• **AIM OF THE TASK**
Restate word for word the lines of the data below, from the first through the one that has "(e.g. Google Colab)".

Records from a collection
────

PR #2494, opened 2022-01-06
Add FreeType-based Pen for rasterisation

### LINKED ISSUE #2492: Cross-platform Rasterisation Pen?
Is there a handy way to rasterise the paths obtained via pen protocol in a cross-platform manner?

- `CocoaPen`/`QuartzPen` is pretty handy unless you are on a non-macOS environment (e.g. Google Colab)
- `QtPen`/`WxPen` is useful only if it's already used within your codebase as a widget toolkit
- `skia-pathops` is a library dedicated to boolean operations but not for drawing

I might be missing something, but I couldn't find a solution that fully suits my needs. After all, I wrote a pen that finds the existing FreeType installation on the system, constructs `FT_Outline` and let FreeType rasterise the paths. As mentioned in #1769, I agree this is out of scope, but on the other hand I think it makes more sense to wrap it as a pen. If you are interested, I'll share and compile a PR.

takaakifuji:
Add a new pen that rasterises the given outlines with FreeType installed on the system. Closes #2492.

Some implemation notes:

- `FTPen`/`ftPen`: the _ft_ prefix conflicts with fontTools. More verbose naming should be less confusing.
- ~Currently it doesn't use _freetype-py_. Part of the reason is we don't need a access to `FT_Face` or `FT_Glyph` and all I was interested in was included in `ftoutln.c`. Will fix the ctypes portion if _freetype-py_ is preferred.~
- ~`load_freetype_lib()` looks quirky. My homebrew installation is at `~/homebrew`, and the only way I came up to locate the shared library was to use `subprocess`.~
- Dependencies (numpy, matplotlib, pillow) are lazily loaded rather than at the time of import.
- The default values for the metrics (`width=1000, ascender=880, descender=-120`) are questionable. Possibly there is a better way to specify the size of the resulted bitmap.
- For compactness, I embedded zlib-compressed bitmap data in the source code for the test cases.


justvanrossum:
Suggestion to use freetype-py, which already offers a ctypes-based FT wrapper, and it's on PyPI. https://pypi.org/project/freetype-py/

takaakifuji:
Oh, I didn't realise the _freetype-py_ distribution comes with the pre-built binary, thanks for the advice!

m4rc1e:
It would be great if this didn't rely on numpy. I understand this may be a pita though.

Lib/fontTools/pens/ftPen.py
```diff
@@ -0,0 +1,159 @@
...
+        )
+        outline = self.outline(offset=(0, -descender), even_odd=even_odd, scale=scale)
+        err = FT_Outline_Get_Bitmap(freetype.get_handle(), ctypes.byref(outline), ctypes.byref(bitmap))
+        if err != 0:
+            raise FT_Exception(err)
+        return buf.raw, (width, height)
+
+    def array(self, width=1000, ascender=880, descender=-120, even_odd=False, scale=None):
+        # Return a numpy array. Each element takes values in the range of [0.0, 1.0].
+        if not self.np:
```
justvanrossum, line 90: I would not cache PIL, numpy or matplotlib: imports are cached by Python already (via `sys.modules`), so importing again doesn't add a huge cost.

takaakifuji: Absolutely right. Thank you for pointing this out!

takaakifuji:
@m4rc1e The only mandatory dependency is freetype-py. PIL, numpy and matplotlib are optional.

```python
from fontTools.pens.ftPen import FTPen

font = TTFont('SourceSans3-Regular.otf')
glyph_set = font.getGlyphSet()
pen = FTPen(glyph_set)
glyph = glyph_set['A']
glyph.draw(pen)
width, ascender, descender = glyph.width, font['OS/2'].usWinAscent, -font['OS/2'].usWinDescent

# bytes
buf, size = pen.buffer(width, ascender, descender)
print(tuple(buf))

# PIL
print(pen.image(width, ascender, descender))

# numpy.ndarray
a = pen.array(width, ascender, descender)
print(type(a), a.shape)

# matplotlib
pen.show(width, ascender, descender)
```

The code above might give some clues. Currently `FTPen.buffer()` returns `bytes` of an 8-bit grayscale bitmap. It looks to me pixel modes other than `FT_PIXEL_MODE_GRAY` are not that useful.

takaakifuji:
After playing around with [uharfbuzz](https://github.com/harfbuzz/uharfbuzz), I slightly modified the method arguments to make top-to-bottom layout less painful. Also wrote a docstring. See the uharfbuzz example in the docstring for more practical application.

Lib/fontTools/pens/ftPen.py
```diff
@@ -0,0 +1,363 @@
...
+            contain: If ``True``, the image size will be automatically expanded
+                so that it fits to the bounding box of the paths. Useful for
+                rendering glyphs with negative sidebearings without clipping.
+            format: Optional format override. If omitted, the format to use is
+                determined from the filename extension.
+        
+        :Example:
+            >>> pen = FTPen(None)
+            >>> glyph.draw(pen)
+            >>> pen.save('glyph.png' width=500, height=1000)
```
anthrotype, line 311:
```suggestion
            >>> pen.save('glyph.png', width=500, height=1000)
```

Lib/fontTools/pens/ftPen.py
```diff
@@ -0,0 +1,363 @@
+# -*- coding: utf-8 -*-
+
+"""Pen to rasterize paths with FreeType."""
+
+__all__ = ['FTPen']
```
khaledhosny, line 5: Let's call it `freetypePen`/`FreeTypePen` to avoid the unnecessary confusion.

Lib/fontTools/pens/ftPen.py
```diff
@@ -0,0 +1,363 @@
...
+            format: Optional format override. If omitted, the format to use is
+                determined from the filename extension.
+        
+        :Example:
+            >>> pen = FTPen(None)
+            >>> glyph.draw(pen)
+            >>> pen.save('glyph.png' width=500, height=1000)
+        """
+        img = self.image(offset=offset, width=width, height=height, even_odd=even_odd, scale=scale, contain=contain)
+        img.save(fp, format=format, **kwargs)
```
khaledhosny, line 314: I think users can call `image` then save it themselves, wrapping it does not seem to provide much value.

Tests/pens/ftPen_test.py
```diff
@@ -0,0 +1,115 @@
...
+        pen = FTPen(None)
+        draw_cubic(pen)
+        offset, width, height = (0, 0), 500, 500
+        buf1, _ = pen.buffer(offset=offset, width=width, height=height)
+        buf2 = zlib.decompress(base64.b64decode(ZLIB_B64_BIN))
+        self.assertEqual(buf1, buf2)
```
anthrotype, line 44: asserting that the rendered buffer is exactly equal to something may be too precise for our tests, as it could fail unless a specific freetype version is used. Maybe we could relax this a bit, just assert that it is not empty or use Pillow to diff images within a threshold

anthrotype (commented):
Thanks for this, I think it can be very useful!

I left some minor comments below. I agree with Khaled's comment about naming it freeTypePen to avoid confusion with FontTools "ft" prefix, and about the save() method being superfluous.

anthrotype:
I think you need to add `freetype` to the https://github.com/fonttools/fonttools/blob/main/requirements.txt file, otherwise your tests will always be skipped when run on the CI environment.

Tests/pens/freetypePen_test.py
```diff
@@ -31,84 +30,92 @@ def star(pen):
     pen.lineTo((800, -200))
     pen.closePath()
 
+# Assume the buffers are equal when PSNR > 38dB.
```
anthrotype, line 33: pardon my ignorance, I had to google what "PSNR" means. Maybe a little explanation in a comment or a link to the wikipedia page for https://en.wikipedia.org/wiki/Peak_signal-to-noise_ratio could help clarify

anthrotype: also i'm curious about the 38db magic number, does it have any special meaning or is just some abitrary cut-off value?

anthrotype:
looks like the CI tests are failing with NameErrors because pytest is attempting to run your example docstrings as doctests. If those are not meant to be executed, I'd suggest you replace the special string prefix `>>>` with `>>`, like we do elsewhere, e.g.:

https://github.com/fonttools/fonttools/blob/e778f2c3f485101ad11cb595c427f579955c0714/Lib/fontTools/ttLib/ttFont.py#L21-L24

Tests/pens/freetypePen_test.py
takaakifuji: Thanks for the comment. It is a arbitrary cut-off value – at first I randomly took the `draw()` function from another test, and then I realised that I needed a test for quadratic curves as well, so `draw_quadratic()` contains a quadratic contour converted from the cubic one. That's where I chose `38db` as a threshold just to make the test pass when comparing the rendering results. I think the value is neither strict nor loose, but I don't have a good reasoning for the threshold. PSNR was one of the the easiest metrics for me to implement for comparison, but maybe there is better metrics for such a redering test.

anthrotype: I see, thanks. Honestly I'm not so sure about embedding those base64-encoded zlib-compressed binary blobs for the expected renderings in the freetypePen_test.py.. There's no way a reader could make any sense of them without _looking at_ them as an image with pixels on screen. 
Maybe it's not fonttools's job to validate what the exact freetype rendering should be, I believe we could simply accept whatever comes out of freetype as good (provided it doesn't crash python).. What do you think?

takaakifuji:
Thank you so much for taking the time for the review and the feedback! They are so helpful. The examples are not meant to be run as part of doctest, thanks for the suggestion. Another thing I'm not still 100% confident is the API design for positioning, dimension and scaling. I'd appreciate any feedback on it.

anthrotype:
> the API design for positioning, dimension and scaling...

maybe instead of separate offset and scale parameters, you could have a single transform that takes a 6-tuple (2x3 affine transformation)? When you have separate offset and scale it's not obvious what comes first, e.g. if one should first translate and then scale or viceversa. I believe you currently have the offset unscaled (whereas I'd have expected the offset to already be scaled).

Also, for the width/height parameters, I'd have thought they would not be affected by the scale parameter but would instead determine the final exact size of the buffer.

takaakifuji:
Thank you for the feedback! Now changed to pass a single transformation matrix instead of the cluttered offset/scale parameters. I also removed the `width=1000, height=1000` assumption. I think it looks a bit cleaner now. For tests, I added some [PGM format](https://en.wikipedia.org/wiki/Netpbm) images to the `data` directory, which eliminates the awful-looking base64 strings from the source code.

Tests/pens/freetypePen_test.py
takaakifuji: I agree that the tests are not for tracking the changes of FreeType. Still, I think they are valuable to verify the pen is emitting something meaningful. The reason I embedded test data in the source was because I was just hesitant to add test random images to the repo...and I've just come up with a simpler way to store them without size bloats in the latest commits. Please let me know if you have any concerns.

anthrotype (approved):
thank you, LGTM!

anthrotype:
as first time contributor, you may want to add your name to the [Acknowledgements](https://github.com/fonttools/fonttools#acknowledgements) section of the README

anthrotype:
correction, github reminds me you are not a first time contributor, nevertheless feel free to add your name if it's not already there :)

takaakifuji:
Thanks for the review! Modified the requirements/acknowledgements sections in README.

PR #2496, opened 2022-01-08
Fix type of fontName in suckfont

derwind:
In Python 3, `bytes` != `str`, so we explicitly convert to str, since the `fontdir.keys()` are of type `str`.

To check the behavior, for example, do as follows:

```python
>>> from fontTools.t1Lib import T1Font
>>> t1Font = T1Font('Tests/t1Lib/data/TestT1-Regular.pfa')
>>> gs = t1Font.getGlyphSet()
```

### DIFF
--- a/Lib/fontTools/misc/psLib.py
+++ b/Lib/fontTools/misc/psLib.py
@@ -365,6 +365,7 @@ def suckfont(data, encoding="ascii"):
 	m = re.search(br"/FontName\s+/([^ \t\n\r]+)\s+def", data)
 	if m:
 		fontName = m.group(1)
+		fontName = fontName.decode()
 	else:
 		fontName = None
 	interpreter = PSInterpreter(encoding=encoding)


justvanrossum:
I can't reprodruce a problem with the current code. Can you share you test font? Or a minimal test for that shows the problem?

derwind:
Sorry, I didn't explain the problem well. In fact, it may not cause any problem, but the path of "fall back, in case fontName wasn't found" is executed, so I fixed it.

Since it is an internal operation, it is difficult to check, but I have used the two patches attached below:

[psLib.py.before_fix.txt](https://github.com/fonttools/fonttools/files/7833662/psLib.py.before_fix.txt)
[psLib.py.after_fix.txt](https://github.com/fonttools/fonttools/files/7833663/psLib.py.after_fix.txt)

## Behavior before fix

First, apply a patch by

```
patch Lib/fontTools/misc/psLib.py < psLib.py.before_fix.txt
python setup.py install
```

then this shows:

```
>>> from fontTools.t1Lib import T1Font
>>> t1Font = T1Font('Tests/t1Lib/data/TestT1-Regular.pfa')
>>> t1Font.parse()
Not found, so apply fall back process
```

## Behavior after fix

Next, revert the previous patch by

```
git checkout Lib/fontTools/misc/psLib.py
```

and apply another patch by

```
patch Lib/fontTools/misc/psLib.py < psLib.py.after_fix.txt
python setup.py install
```

then this shows:

```
>>> from fontTools.t1Lib import T1Font
>>> t1Font = T1Font('Tests/t1Lib/data/TestT1-Regular.pfa')
>>> t1Font.parse()
Found
```

Therefore, I decided that calling `fontName.decode()` would execute the originally expected path.

justvanrossum:
Ok, makes sense, thanks!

────

• **TASK SOLUTION**
PR #2494, opened 2022-01-06
Add FreeType-based Pen for rasterisation

### LINKED ISSUE #2492: Cross-platform Rasterisation Pen?
Is there a handy way to rasterise the paths obtained via pen protocol in a cross-platform manner?

- `CocoaPen`/`QuartzPen` is pretty handy unless you are on a non-macOS environment (e.g. Google Colab)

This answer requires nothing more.